*** Block opens ***

PR #148, opened 2020-04-13
Optional part for JSON serialization.

isoos:
`importexport` does not have any requirement for `toJson` or `fromJson`. We could probably do better and skip the annotations too, but it doesn't seem to have urgency other than not generating the `part 'importexport.g.dart';` block.


isoos:
> We could probably traverse all api operations and their input/output shapes before generating code, to build up maps that can tell us if a shape is used as e.g. input.

+1, that is a nice-to-have fix later...

PR #149, opened 2020-04-16
The generator code failed on the OutputS3KeyPrefix pattern

tyrchen:
In AWS Polly API definition, there's a pattern can be generated corrected:

```json
    "OutputS3KeyPrefix": {
      "type": "string",
      "pattern": "^[0-9a-zA-Z\\/\\!\\-_\\.\\*\\'\\(\\)]{0,800}$"
    }
```
We shall take care of this corner case.

### DIFF
--- a/generator/lib/builders/library_builder.dart
+++ b/generator/lib/builders/library_builder.dart
@@ -46,7 +46,7 @@ import 'dart:convert';
 import 'dart:typed_data';
 
 import 'package:shared_aws_api/shared.dart' as _s;
-import 'package:shared_aws_api/shared.dart' 
+import 'package:shared_aws_api/shared.dart'
   show Uint8ListConverter, Uint8ListListConverter ${api.generateJson ? ', rfc822fromJson, rfc822toJson, iso8601fromJson, iso8601toJson, unixFromJson, unixToJson' : ''};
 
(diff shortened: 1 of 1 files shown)


isoos:
@tyrchen: I think this is a good fix, but let's @Schwusch also accept it. Also: please make sure `dartfmt -n .` does not report unformatted files and `dartanalyzer .` does not report any issues (otherwise CI is not happy, and we can't merge).

generator/lib/builders/library_builder.dart
```diff
@@ -140,7 +140,12 @@ ${builder.constructor()}
       final pattern = member.shapeClass?.pattern;
 
       if (pattern != null) {
-        writeln("_s.validateStringPattern('$name', $name, r'$pattern',);");
```
Schwusch, line 143: I say, why not future proof this and do `r'''$pattern'''`?

tyrchen: Thanks. This is much better. I changed the code. This fix will infect a lot of generated code, so I will add them as a separate commit.

tyrchen:
@isoos thanks for your suggestion! Now the code passed the CI.

Schwusch:
LGTM :)

PR #156, opened 2020-04-20
Updating generated RegExp pattern + latest API definitions. [patch]

isoos:
Unfortunately I've deleted my old API versions, and the two changes got mixed together. I'll try to be a better next time and will update the generated code right after a related PR lands...


Schwusch:
I believe there is a mistake in the code generation.
 If an operation argument is not required, there should be a null check before matching against regex(or any other check).
This is something I found in `SecretsManager.getSecret` but forgot until now.

isoos:
> I believe there is a mistake in the code generation.

It is not a regression, is it?

Schwusch:
No it is not, it just made some packages unusable. Some parameters, when left out, has a default behaviour which is not possible when the code crashes because they are left out.

PR #157, opened 2020-04-20
Preparing new release with a version bump for generated packages

isoos:


isoos:
@Schwusch FYI (will release them after merge)

PR #158, opened 2020-04-21
JSON protocol: enabled for publishing, generated packages.

isoos:
- added `for` as reserved name
- added packages to `config.yaml`
- added generated code to repository


Schwusch:
I'd really like if you considered https://github.com/agilord/aws_client/pull/159 before this change. It will mitigate a lot of pain for our users.

On another note, how long did these packages take for you to generate? :grinning:

isoos:
> On another note, how long did these packages take for you to generate?

I think it was about two hours.

isoos:
Let's land this 🍾

PR #161, opened 2020-04-21
Conditional validation when parameter is not required. [patch]

isoos:
Applying #159 on the generated packages. We could probably gain an extra line per check if e.g. `validateStringLength` could take an optional parameter `isRequired` and do the null check inside, maybe if we need to add another check for some reason...

### DIFF
--- a/generated/aws_elasticache_api/lib/elasticache-2015-02-02.dart
+++ b/generated/aws_elasticache_api/lib/elasticache-2015-02-02.dart
@@ -160,6 +160,8 @@ class ElastiCache {
     List<String> replicationGroupIds,
   }) async {
     ArgumentError.checkNotNull(serviceUpdateName, 'serviceUpdateName');
+    if (cacheClusterIds != null) {}
+    if (replicationGroupIds != null) {}
     final $request = <String, dynamic>{
       'Action': 'BatchApplyUpdateAction',
       'Version': '2015-02-02',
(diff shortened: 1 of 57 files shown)


generated/aws_elasticache_api/lib/elasticache-2015-02-02.dart
```diff
@@ -3316,6 +3321,10 @@ class ElastiCache {
     bool showNodeLevelUpdateStatus,
     List<String> updateActionStatus,
   }) async {
+    if (cacheClusterIds != null) {}
+    if (replicationGroupIds != null) {}
+    if (serviceUpdateStatus != null) {}
+    if (updateActionStatus != null) {}
     final $request = <String, dynamic>{
```
Schwusch, line 3328: This didn't go as expected..?

isoos: Good catch, maybe we should fix this before commiting the change... Are you up for it?

Schwusch: Yeah I'll take a shot at it

Schwusch: https://github.com/agilord/aws_client/pull/162

isoos: Thank you for the quick turnaround! I'm running the codegen again for both PRs.

PR #162, opened 2020-04-21
Handle conditional validation when parameter is not required

Schwusch:
Handle conditional validation when parameter is not required in shared library


isoos:
> bloody formatting

:D

PR #194, opened 2021-09-11
Stellantis: Allocate safety mode ID

jyoung8607:
Prep for upstream of Tunder's 5th gen RAM 1500 port, which may also support the new 4th gen Jeep Wagoneer and Grand Wagoneer. Messaging and operation looks to be fully distinct from the older Chrysler/FCA platforms.


adeebshihadeh:
Looking forward to the openpilot PR!

PR #196, opened 2021-09-12
split pandaState into pandaState and peripheralState

pd0wm:


log.capnp
```diff
@@ -454,6 +447,21 @@ struct PandaState @0xa7649e2575e4591e {
   startedSignalDetectedDEPRECATED @5 :Bool;
 }
 
+struct PeripheralState {
+  voltage @0 :UInt32;
+  current @1 :UInt32;
+  fanSpeedRpm @2 :UInt16;
+  powerSaveEnabled @3 :Bool;
```
adeebshihadeh, line 454: shouldn't this stay per-panda?

robbederks:
Not really sure what you're trying to accomplish by splitting these out like this. Wouldn't it suffice to just do something like this:
```
masterPandaState :PandaState;
peripheralPandaStates :List(PandaState);
```
or even just 

```
pandaStates :List(PandaState);
```
where the first entry will always be the internal one?

pd0wm:
The goal is to split driving related tasks from what we hacked into the panda state to control the device. Think this is a good change regardless of multiple panda support.

It also makes the upcoming changes to boardd easier to reason about since you can have two different threads and you can pass the appropriate panda to each one.

log.capnp
```diff
@@ -393,6 +387,12 @@ struct PandaState @0xa7649e2575e4591e {
   harnessStatus @21 :HarnessStatus;
   heartbeatLost @22 :Bool;
 
+  voltageDEPRECATED @0 :UInt32;
```
adeebshihadeh, line 390: deprecated fields usually go at the bottom

PR #202, opened 2021-09-27
remove androidLog from qlogs

adeebshihadeh:
@pd0wm last thing that relies on this is "LTE emm-detached" detection. do we still need that? maybe we should make it a cloudlog instead?


pd0wm:
cloudlog should be fine for that.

*** Block closes ***

### [Work instruction]
Please return all lines in the material above that include the word "merge".

### [Worked solution]
@tyrchen: I think this is a good fix, but let's @Schwusch also accept it. Also: please make sure `dartfmt -n .` does not report unformatted files and `dartanalyzer .` does not report any issues (otherwise CI is not happy, and we can't merge).
@Schwusch FYI (will release them after merge)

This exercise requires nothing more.